Adobe Fixes ‘Important’ Flaws in ColdFusion, After Effects and Digital Editions

While Adobe’s regularly scheduled security updates were light this month, they fixed “important” severity vulnerabilities.

Adobe released security patches for vulnerabilities in its ColdFusion, After Effects and Digital Editions applications. If exploited, the flaws could enable attackers to view sensitive data, gain escalated privileges, and launch denial-of-service attacks. Each of the bugs were rated important-severity, based on CVSS rankings, marking an extremely low-volume month for Adobe bug fixes.

Overall Adobe patched flaws tied to five CVEs as part of its regularly scheduled security updates, Tuesday. That number pales in comparison to March, where Adobe patched flaws in an out-of-band update tied to 41 CVEs across its products, 29 of which were critical in severity. In February Adobe patched flaws tied to 42 CVEs in its regularly scheduled updates, 35 of which were critical in severity.

“After several months of heavy and highly critical patches, Adobe is giving us a break of sorts,” said Jay Goodman, strategic product marketing manager, Automox, in a statement. “Although the CVEs are only marked as important, it is still a good cyber hygiene practice to get your applications patched to reduce your risk exposure.”

Three of the vulnerabilities disclosed this week were discovered in ColdFusion, Adobe’s commercial rapid web-application development platform. These flaws included an insufficient input validation flaw (CVE-2020-3767) that could enable application-level denial of service (DoS), a DLL search-order hijacking glitch (CVE-2020-3768) that could enable privilege escalation, and an improper access control (CVE-2020-3796) which could lead to system file structure disclosure.

Affected are Update 14 and earlier of ColdFusion 2016 (users are encouraged to update to Update 15) and Update 8 and earlier of ColdFusion 2018 (fixed in Update 9). These flaws have a Priority 2 update rating, meaning that the flaws were found in a product “that has historically been at elevated risk” – but “there are currently no known exploits,” according to Adobe.

Jason Troy (CVE-2020-3767), Nuttakorn Tungpoonsup and Ammarit Thongthua from Secure D Center’s research team and security researcher Sittikorn Sangrattanapitak (CVE-2020-3768) and Raki Ben Hamouda (CVE-2020-3796) were credited with discovering the flaws.
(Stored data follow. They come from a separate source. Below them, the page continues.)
PR #30, opened 2015-09-17
Add warning for horizon timeout

vwallfahrer:
Horizon timeout is impacted by keystone token timeout since when the
token gets outdated, then the user is automatically unable to use
horizon. This patch includes a check for the timeout of horizon and
keystone barclamps.

### DIFF
--- a/crowbar_framework/app/models/horizon_service.rb
+++ b/crowbar_framework/app/models/horizon_service.rb
@@ -90,7 +90,8 @@ class HorizonService < PacemakerServiceObject
 
     # keystone_timeout is in seconds and horizon_timeout is in minutes
     if horizon_timeout * 60 > keystone_timeout
-      validation_error("Horizon timeout is bigger than keystone token expiration and these may cause problems.")
+      validation_error("Setting the Horizon timeout (#{horizon_timeout * 60} minutes) longer than the Keystone token expiration timeout" \ 
+        "(#{keystone_timeout} minutes) is not supported. Please lower the Horizon token timeout.")
     end
 
     super
--- a/crowbar_framework/app/models/horizon_service.rb
+++ b/crowbar_framework/app/models/horizon_service.rb
@@ -84,14 +84,19 @@ class HorizonService < PacemakerServiceObject
         validation_error("Multi domain support requires enabling Keystone V3 API in the keystone proposal first.")
       end
 
-    horizon_timeout = proposal["attributes"]["nova_dashboard"]["session_timeout"]
-    keystone_proposal = Proposal.where(barclamp: "keystone", name: "default").first
-    keystone_timeout = keystone_proposal["attributes"]["keystone"]["token_expiration"]
+      horizon_timeout = proposal["attributes"]["nova_dashboard"]["session_timeout"]
+      keystone_proposal = Proposal.where(barclamp: "keystone", name: "default").first
+      keystone_timeout = keystone_proposal["attributes"]["keystone"]["token_expiration"]
 
-    # keystone_timeout is in seconds and horizon_timeout is in minutes
-    if horizon_timeout * 60 > keystone_timeout
-      validation_error("Setting the Horizon timeout (#{horizon_timeout * 60} minutes) longer than the Keystone token expiration timeout" \ 
-        "(#{keystone_timeout} minutes) is not supported. Please lower the Horizon token timeout.")
+      timeout_warning = <<-EOF
+Setting the Horizon timeout (#{horizon_timeout} minutes) longer than the Keystone token expiration timeout (#{keystone_timeout * 60} minutes) is not supported.
+Please lower the Horizon token timeout.
+EOF
+
+      # keystone_timeout is in seconds and horizon_timeout is in minutes
+      if horizon_timeout * 60 > keystone_timeout
+        validation_error(timeout_warning)
+      end
     end
 
     super
--- a/crowbar_framework/app/models/horizon_service.rb
+++ b/crowbar_framework/app/models/horizon_service.rb
@@ -83,6 +83,14 @@ class HorizonService < PacemakerServiceObject
       if keystone["attributes"][ks_svc.bc_name]["api"]["version"].to_f < 3.0
         validation_error("Multi domain support requires enabling Keystone V3 API in the keystone proposal first.")
       end
+
+    horizon_timeout = proposal["attributes"]["nova_dashboard"]["session_timeout"]
+    keystone_proposal = Proposal.where(barclamp: "keystone", name: "default").first
+    keystone_timeout = keystone_proposal["attributes"]["keystone"]["token_expiration"]
+
+    # keystone_timeout is in seconds and horizon_timeout is in minutes
+    if horizon_timeout * 60 > keystone_timeout
+      validation_error("Horizon timeout is bigger than keystone token expiration and these may cause problems.")
     end
 
     super
--- a/crowbar_framework/app/models/keystone_service.rb
+++ b/crowbar_framework/app/models/keystone_service.rb
@@ -83,6 +83,15 @@ class KeystoneService < PacemakerServiceObject
       validation_error("API version 3 or newer is required when enabling domain specific drivers.")
     end
 
+    keystone_timeout = proposal["attributes"]["keystone"]["token_expiration"]
+    horizon_proposal = Proposal.where(barclamp: "nova_dashboard", name: "default").first
+    horizon_timeout = horizon_proposal["attributes"]["nova_dashboard"]["session_timeout"]
+
+    # keystone_timeout is in seconds and horizon_timeout is in minutes
+    if horizon_timeout * 60 > keystone_timeout
+      validation_error("Horizon timeout is bigger than keystone token expiration and these may cause problems.")
+    end
+
     super
   end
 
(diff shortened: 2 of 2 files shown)


crowbar_framework/app/models/horizon.rb
```diff
@@ -75,6 +75,15 @@ def create_proposal
   def validate_proposal_after_save proposal
     validate_one_for_role proposal, "horizon-server"
 
+    horizon_timeout =  proposal["attributes"]["nova_dashboard"]["session_timeout"]
+    keystone_proposal = Proposal.where(barclamp: "keystone", name: "default").first
+    keystone_timeout = keystone_proposal["attributes"]["keystone"]["token_expiration"]
+
+    # keystone_timeout is in seconds and horizon_timeout is in minutes
+    if horizon_timeout * 60 > keystone_timeout
+        validation_error("Horizon timeout is bigger than keystone token expiration and these may cause problems.")
```
vuntz: I'd suggest rephrasing to: "The session timeout cannot be larger than the Keystone token expiration timeout."

rsalevsky:
Hrm... code looks good so far but it's the same code twice. Maybe but it in an validation helper method and just call the method.

abel-navarro:
@rsalevsky you are right there is some code repeated (3 lines). Since the code is repeated in two different files and it's very specific for the validation, I'd say it would make it harder to read if you need to go to a third file for just this three lines. Would the code had been in the same file or had been more critical, I would totally go for a non-repetition approach.

abel-navarro:
@vuntz 's comment seems to have disappeared after the pull request update. This is his original comment:
> I'd suggest rephrasing to: "The session timeout cannot be larger than the Keystone token expiration timeout."

Btw, I agree with the rephrasing. Although I'd explicitly mention this is horizon's session timeout:
"The **horizon** session timeout cannot be larger than the Keystone token expiration timeout."

abel-navarro:
Just thought of another corner case to try: what happens if we have keystone barclamp installed but not the horizon one? Probably there should be a check when retrieving the proposal to see it's not empty.

abel-navarro:
I checked our default values for the expirations in cloud5:
* horizon: 24 hours (1440 minutes)
* keystone: 4 hours (14400 seconds)

So, the situation that triggers this problem is there by default. There won't be any warning in crowbar because it will only show upon a change. We will need to change the default values.

If we change the default values, should we also change any documentation for the end user?

abel-navarro:
I still haven't fully backported this to cloud5 and probably cannot finish this soon. FTR, this is what the code would look like for cloud5:
```ruby
    horizon_timeout = proposal["attributes"]["nova_dashboard"]["session_timeout"]
    keystone_proposal = ProposalObject.find_proposal("keystone", "default")
    unless keystone_proposal.nil?
      keystone_timeout = keystone_proposal["attributes"]["keystone"]["token_expiration"]

      # keystone_timeout is in seconds and horizon_timeout is in minutes
      if horizon_timeout * 60 > keystone_timeout
        validation_error("The horizon session timeout cannot be larger than the Keystone token expiration timeout.")
      end
    end
```

vuntz:
> If we change the default values, should we also change any documentation for the end user?

I don't think we document that, so go ahead.

abel-navarro:
Regarding the default timeouts, what about making both (horizon + keystone) to be 4 hours?

vuntz:
> Regarding the default timeouts, what about making both (horizon + keystone) to be 4 hours?

We need to make the settings consistent, at least. I'd possibly go for 24 hours, but no strong opinion.

crowbar_framework/app/models/keystone_service.rb
```diff
@@ -83,6 +83,15 @@ def validate_proposal_after_save proposal
       validation_error("API version 3 or newer is required when enabling domain specific drivers.")
     end
 
+    keystone_timeout = proposal["attributes"]["keystone"]["token_expiration"]
+    horizon_proposal = Proposal.where(barclamp: "nova_dashboard", name: "default").first
+    horizon_timeout = horizon_proposal["attributes"]["nova_dashboard"]["session_timeout"]
```
vuntz: In this case, there's no guarantee that we have a horizon proposal, so we should check if `horizon_proposal` is `nil`.

crowbar_framework/app/models/keystone_service.rb
```diff
@@ -83,6 +83,15 @@ def validate_proposal_after_save proposal
...
+
+    # keystone_timeout is in seconds and horizon_timeout is in minutes
+    if horizon_timeout * 60 > keystone_timeout
+      validation_error("Horizon timeout is bigger than keystone token expiration and these may cause problems.")
```
vuntz: s/these/this/

vuntz: Also, s/keystone/Keystone/

crowbar_framework/app/models/horizon.rb
```diff
@@ -75,6 +75,15 @@ def create_proposal
   def validate_proposal_after_save proposal
     validate_one_for_role proposal, "horizon-server"
 
+    horizon_timeout = proposal["attributes"]["nova_dashboard"]["session_timeout"]
+    keystone_proposal = Proposal.where(barclamp: "keystone", name: "default").first
+    keystone_timeout = keystone_proposal["attributes"]["keystone"]["token_expiration"]
+
+    # keystone_timeout is in seconds and horizon_timeout is in minutes
+    if horizon_timeout * 60 > keystone_timeout
+      validation_error("Horizon timeout is bigger than keystone token expiration and these may cause problems.")
```
vuntz: (same comments for the string)

crowbar_framework/app/models/keystone_service.rb
vuntz: And finally, s/timeout/session timeout/. Sorry for all the comments, should have made just one :-)

vuntz:
Also needs a rebase

crowbar_framework/app/models/keystone_service.rb
dirkmueller: you can edit comments ;)

crowbar_framework/app/models/horizon.rb
dirkmueller: I think this should be more specific. it doesn't cause "problems" per se, its just that a Horizon timeout bigger than the keystone token timeout is ignored. 

So I'd rephrase it similar to 

"Setting the Horizon timeout (%d minutes) longer than the Keystone token expiration timeout (%d minutes) is not supported. Please raise the Keystone token timeout in the keystone proposal."

abel-navarro: I'd remove the last part of the message ("please raise..."). The user may want to lower the horizon timeout instead.

crowbar_framework/app/models/keystone_service.rb
```diff
@@ -83,6 +83,21 @@ def validate_proposal_after_save proposal
...
     end
 
+    keystone_timeout = proposal["attributes"]["keystone"]["token_expiration"]
+    horizon_proposal = Proposal.where(barclamp: "nova_dashboard", name: "default").first
+    unless horizon_proposal.nil?
+      horizon_timeout = horizon_proposal["attributes"]["nova_dashboard"]["session_timeout"]
+
+    timeout_warning = <<-EOF
+Setting the Horizon timeout (#{horizon_timeout} minutes) longer than the Keystone token expiration timeout (#{keystone_timeout * 60} minutes) is not supported.
+Please lower the Horizon token timeout.
```
vuntz: Here I would change the error and say "Please increase the Keystone token expiration timeout." (since the user is editing the keystone proposal)

crowbar_framework/app/models/keystone_service.rb
```diff
@@ -83,6 +83,21 @@ def validate_proposal_after_save proposal
       validation_error("API version 3 or newer is required when enabling domain specific drivers.")
     end
 
+    keystone_timeout = proposal["attributes"]["keystone"]["token_expiration"]
+    horizon_proposal = Proposal.where(barclamp: "nova_dashboard", name: "default").first
+    unless horizon_proposal.nil?
+      horizon_timeout = horizon_proposal["attributes"]["nova_dashboard"]["session_timeout"]
+
+    timeout_warning = <<-EOF
```
vuntz: Indeed, missing two spaces here :-)

crowbar_framework/app/models/horizon_service.rb
```diff
@@ -83,6 +83,19 @@ def validate_proposal_after_save proposal
       if keystone["attributes"][ks_svc.bc_name]["api"]["version"].to_f < 3.0
         validation_error("Multi domain support requires enabling Keystone V3 API in the keystone proposal first.")
       end
+
+    horizon_timeout = proposal["attributes"]["nova_dashboard"]["session_timeout"]
+    keystone_proposal = Proposal.where(barclamp: "keystone", name: "default").first
+    keystone_timeout = keystone_proposal["attributes"]["keystone"]["token_expiration"]
+
+    timeout_warning = <<-EOF
+Setting the Horizon timeout (#{horizon_timeout} minutes) longer than the Keystone token expiration timeout (#{keystone_timeout * 60} minutes) is not supported.
```
vuntz: Hrm, shouldn't that be `keystone_timeout / 60`?

tboerger:
I would prefer the messages to be part of the i18n file as they are getting touched anyway.

abel-navarro:
since @vwallfahrer is sick, I'm continuing the PR in this new one: https://github.com/crowbar/crowbar-openstack/pull/51

tboerger:
Continued in #51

Adobe also patched an information disclosure flaw in Adobe After Effects, its digital visual effects, motion graphics, and compositing application, for Windows. The vulnerability (CVE-2020-3809) stems from an Out-of-Bounds read glitch. Matt Powell of  Zero Day Initiative (ZDI) was credited with discovering the flaw.
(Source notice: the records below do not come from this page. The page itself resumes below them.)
PR #31, opened 2015-09-18
manila: Add HA support for manila-api and manila-scheduler

toabctl:


chef/cookbooks/manila/recipes/common.rb
```diff
@@ -36,17 +36,23 @@
...
-  bind_host = "0.0.0.0"
+if node[:manila][:ha][:enabled]
+  node[:manila][:api][:bind_host] = my_ipaddress
+  bind_port = node[:manila][:ha][:ports][:api]
 else
-  bind_host = node[:manila][:api][:bind_host]
+  if node[:manila][:api][:bind_open_address]
+    bind_host = "0.0.0.0"
+  else
+    bind_host = node[:manila][:api][:bind_host]
```
vuntz: I'm a bit confused by your logic with `bind_host` here; isn't `node[:manila][:api][:bind_host]` not set anymore?

toabctl: Good catch. Fixed

chef/cookbooks/manila/recipes/sql.rb
```diff
@@ -31,4 +37,32 @@
...
+    node.save
+  end
+  action :nothing
+  subscribes :create, "execute[manila-manage db sync]", :immediately
+end
+
+crowbar_pacemaker_sync_mark "create-manila_database"
+
+# save data so it can be found by search
+node.save
```
vuntz: Why is this needed?

chef/cookbooks/manila/recipes/controller_ha.rb
```diff
@@ -0,0 +1,82 @@
...
+unless node[:manila][:ha][:enabled]
+  log "HA support for manila is disabled"
+  return
+end
+
+log "HA support for manila is enabled"
+
+haproxy_loadbalancer "manila-api" do
+  address node[:manila][:api][:bind_open_address] ?
+    "0.0.0.0" : node[:manila][:api][:bind_host]
```
vuntz: I don't believe this is correct. This should be the IP address of haproxy (see chef/cookbooks/glance/libraries/helpers.rb)

chef/cookbooks/manila/recipes/controller_ha.rb
```diff
@@ -0,0 +1,82 @@
...
+  port node[:manila][:api][:bind_port]
+  # FIXME(toabctl): implement SSL support
+  # use_ssl (node[:manila][:api][:protocol] == "https")
+  use_ssl false
+  servers CrowbarPacemakerHelper.haproxy_servers_for_service(node,
+                                                             "manila",
+                                                             "manila-server",
+                                                             "api")
+  action :nothing
+end.run_action(:create)
```
aspiers: Wouldn't it be better to do this after the two `sync_mark`s immediately below?  Are you basing this on another barclamp?  If so, which one?  Because that would either mean that the other barclamp is wrong, or that I'm wrong ;-)

chef/cookbooks/manila/recipes/controller_ha.rb
```diff
@@ -0,0 +1,82 @@
...
+
+pacemaker_clone "cl-#{group_name}" do
+  rsc group_name
+  action [:create, :start]
+  only_if { CrowbarPacemakerHelper.is_cluster_founder?(node) }
+end
+
+crowbar_pacemaker_order_only_existing "o-cl-#{group_name}" do
+  # NOTE(toabctl): Add cinder, nova, neutron and glance here? Because these
+  # are needed by the generic driver
```
vuntz: Can you find out if we're using the generic driver? If yes, then just change the array depending on the driver.

chef/cookbooks/manila/recipes/controller_ha.rb
vuntz: Sorry @aspiers, you're wrong :-)

This resource actually does nothing except setting attribute on the node, so it doesn't matter if it's protected or not.

toabctl: @aspiers it's based on the cinder barclamp code

chef/cookbooks/manila/recipes/controller_ha.rb
toabctl: We can use the generic driver but it's not recommended for production.

chef/cookbooks/manila/recipes/sql.rb
toabctl: copied from the cinder barclamp. But it's not needed. We only change ```node``` at line#58  and there is already a ```node.save```

chef/cookbooks/manila/recipes/controller_ha.rb
toabctl: Hm. Then it's also wrong in the cinder barclamp (see https://github.com/crowbar/crowbar-openstack/blob/master/chef/cookbooks/cinder/recipes/controller_ha.rb#L24 ).

chef/cookbooks/manila/recipes/controller_ha.rb
aspiers: @vuntz And there's no risk of the attribute getting set, the sync_mark failing, and then the attribute taking effect on a later chef-client run even before the `sync_mark` gets passed?

vuntz: Nope, the effect is only active in the second phase of chef, so we'd have to pass the sync mark again.

chef/cookbooks/manila/recipes/controller_ha.rb
vuntz: That looks wrong, indeed.

chef/cookbooks/manila/recipes/controller_ha.rb
aspiers: Oh right, I didn't notice the `action :nothing` bit.  Even so it's conceptually uglier this way IMHO.  But whatever :)

chef/cookbooks/manila/recipes/controller_ha.rb
toabctl: Fixed in https://github.com/crowbar/crowbar-openstack/commit/a5126098ee3293bfdb6d867bff7f223e03c0d906

chef/cookbooks/manila/recipes/controller_ha.rb
toabctl: Fixed in https://github.com/crowbar/crowbar-openstack/commit/a5126098ee3293bfdb6d867bff7f223e03c0d906 . I'll prepare a PR for cinder.

chef/cookbooks/manila/recipes/sql.rb
toabctl: Fixed in https://github.com/crowbar/crowbar-openstack/commit/a5126098ee3293bfdb6d867bff7f223e03c0d906

chef/cookbooks/manila/attributes/default.rb
```diff
@@ -20,5 +20,15 @@
...
+if %w(redhat centos suse).include? node.platform
+  default[:manila][:ha][:api_ra] = "lsb:openstack-manila-api"
+  default[:manila][:ha][:scheduler_ra] = "lsb:openstack-manila-scheduler"
+else
+  default[:manila][:ha][:api_ra] = "lsb:manila-api"
+  default[:manila][:ha][:scheduler_ra] = "lsb:manila-scheduler"
+end
+default[:manila][:ha][:op][:monitor][:interval] = "10s"
+# Ports to bind to when haproxy is used for the real ports
+default[:manila][:ha][:ports][:api] = 5521
```
vuntz: Minor nitpick, but can you bump to 5525 (hopefully not used by any well-known service) so that we can have a few ports after 5520 in case cinder needs another service later on?

vuntz:
Minor nitpick, but +1.

chef/cookbooks/manila/attributes/default.rb
toabctl: Done in https://github.com/toabctl/crowbar-openstack/commit/975debef18417b3232e49d9fc9b75960a7176ec2

dirkmueller:
+1

vuntz:
+1

toabctl:
Unrelated PR testing failure:
```
10:41:36 [2015-09-21T08:41:34+00:00] INFO: Processing execute[modprobe xfs] action+ complain 73 'Committing the crowbar '\''default'\'' proposal for '\''neutron'\'' failed (1).'
10:41:36 + local ex=73
10:41:36 + shift
10:41:36 + printf 'Error: %s\n' 'Committing the crowbar '\''default'\'' proposal for '\''neutron'\'' failed (1).'
10:41:36 Error: Committing the crowbar 'default' proposal for 'neutron' failed (1).
10:41:36 + [[ 73 = - ]]
10:41:36 + exit 73
```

Dustin Childs, manager with the ZDI program, told Threatpost that this flaw allows remote attackers to disclose sensitive information on affected installations of Adobe After Effects. User interaction is required to exploit this vulnerability, in that the target must visit a malicious page or open a malicious file, he said.

“The specific flaw exists within the parsing of TIF files,” Childs told Threatpost. “Crafted data in a TIF file can trigger a read past the end of an allocated buffer. An attacker can leverage this in conjunction with other vulnerabilities to execute code in the context of the current process.”

Affected are After Effects versions 17.0.1 and earlier; a fix is available in versions 17.0.6 for Windows and macOS.

Another flaw, disclosed in Adobe Digital Editions, its ebook reader software program, could enable information disclosure. This vulnerability (CVE-2020-3798) stems from file enumeration (host or local network). Affected are versions of Digital Editions 4.5.11.187212 and below for Windows; users are encouraged to update to version 4.5.11.187303.  Gertjan Franken and Tom Van Goethem from imec-DistriNet, KU Leuv were credited with discovering the flaws.